Stored data entries
"""

PR #67850, opened 2026-08-04
Bump/nemo 2.4.2

fredgui:
Updates `nemo` to 2.4.2.

2.4.2 is a bugfix release. `RAND::RandULong()` returned only 32 random bits, leaving the upper 32 bits of every 64-bit word zero, so within each word the loci at positions 32–63 were always inherited from the same parental chromosome instead of recombining. This affected free recombination in the bitstring trait architectures (`bdmi`, `delet`, `ntrl`, `quant`).

Beyond the version bump, a few things in the recipe were wrong and are fixed here:

**Dropped unused dependencies** — `mpich-mpicxx`, `libgomp`, `llvm-openmp` and `openblas`. None of them are used: `build.sh` never sets `MPI=1`, so `-DUSE_MPI` is never defined; there is no `#pragma omp` anywhere in `src/`; and BLAS comes from GSL's own `-lgslcblas`. They only constrained the solve. `sed` moved from `host` to `build`, where a tool used by `build.sh` belongs.

**A real test.** The previous test was `nemo{{ version }} | grep "{{ version }}"`, which a binary can pass while being unable to run a simulation. It is replaced by `smoke.ini` + `run_test.sh`, a ~500-generation quantitative-trait run that exercises the GSL linkage, the RNG and the stat machinery, then asserts that a non-zero additive genetic variance was recorded.

**`build.sh` now actually applies conda's flags.** `C_OPTS="..." make` is a shell *environment* assignment, and in GNU make the environment loses to the makefile's own `C_OPTS=` line — so conda's `CXXFLAGS`/`CPPFLAGS` never reached the compiler. The argument form `make C_OPTS=...` would win, but it also clobbers the `C_OPTS += -DHAS_GSL` that the `ifdef GSL` block appends, and the build then fails in `Uniform.h`. Patching the line in place is the only form that does both. `LDFLAGS` is now passed to the linker as well, and the script verifies `src/version.h` agrees with `PKG_VERSION` so a mis-tagged release fails loudly rather than shipping a mislabelled binary.

**License** corrected to `GPL-3.0-or-later`, matching `COPYING` as of 2.4.1.

The `skip: true  # [osx and x86_64]` is retained. Every virtual member of `TTQuanti_diallelic_bitstring_no_pleio` now has an out-of-line definition, so the missing-vtable link error may well be gone, but there is no osx x86_64 machine available to verify it, so this is not the PR to drop it in.

Built and tested on linux-64, linux-aarch64 and osx-arm64 before submitting.

### DIFF
--- a/recipes/nemo/build.sh
+++ b/recipes/nemo/build.sh
@@ -5,8 +5,14 @@ export LDFLAGS="${LDFLAGS} -L${PREFIX}/lib"
 export CXXFLAGS="${CXXFLAGS} -O3"
 
 mkdir -p "${PREFIX}/bin"
+# The release tarball is a git archive and does not ship the (gitignored) bin/
+# output directory, so create it before building.
+mkdir -p bin/
 
-case $(uname -m) in
+
+ARCH=$(uname -m)
+
+case "$ARCH" in
     aarch64)
 	export CXXFLAGS="${CXXFLAGS} -march=armv8-a"
 	;;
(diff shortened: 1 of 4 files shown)


fredgui:
@BiocondaBot please add label

mencian:
Closing in favor of #67899.

PR #67833, opened 2026-08-04
Update crisprme to 2.1.13

BiocondaBot:
Update [`crisprme`](https://bioconda.github.io/recipes/crisprme/README.html): **2.1.12** &rarr; **2.1.13**

[install with bioconda](http://bioconda.github.io/recipes/crisprme/README.html) [Conda](https://anaconda.org/bioconda/crisprme/files)

Info | Link or Description
-----|--------------------
Recipe | [`recipes/crisprme`](https://github.com//bioconda/bioconda-recipes/tree/bump/crisprme/recipes/crisprme) (click to view/edit other files)
Summary | CRISPRme, tool package for CRISPR experiments assessment and analysis.
Home | [https://github.com/pinellolab/CRISPRme](https://github.com/pinellolab/CRISPRme)
Releases |[https://github.com/pinellolab/CRISPRme/tags](https://github.com/pinellolab/CRISPRme/tags)
Author | `@pinellolab`
***

This pull request was automatically generated (see [docs](https://bioconda.github.io/contributor/updating.html)).

PR #67861, opened 2026-08-04
crisprme: add lucapinello as recipe-maintainer

lucapinello:
Add the upstream author (@lucapinello, pinellolab/CRISPRme) as a `recipe-maintainer` so future `crisprme` version bumps can be self-serviced via `@BiocondaBot please merge`. No functional/recipe changes.


lucapinello:
Closing — rather than add the maintainer to the already-shipped 2.1.12 recipe (which the pending 2.1.13 autobump #67833 would then drop), we'll carry `recipe-maintainers: [lucapinello]` into the CRISPRme **2.2.0** recipe, where it persists. Thanks!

"""

■ **ABOUT THIS TASK**
For this exercise, find all lines in the records containing the word "export" and copy them.

■ **ANSWER SECTION**
@@ -5,8 +5,14 @@ export LDFLAGS="${LDFLAGS} -L${PREFIX}/lib"
 export CXXFLAGS="${CXXFLAGS} -O3"
 	export CXXFLAGS="${CXXFLAGS} -march=armv8-a"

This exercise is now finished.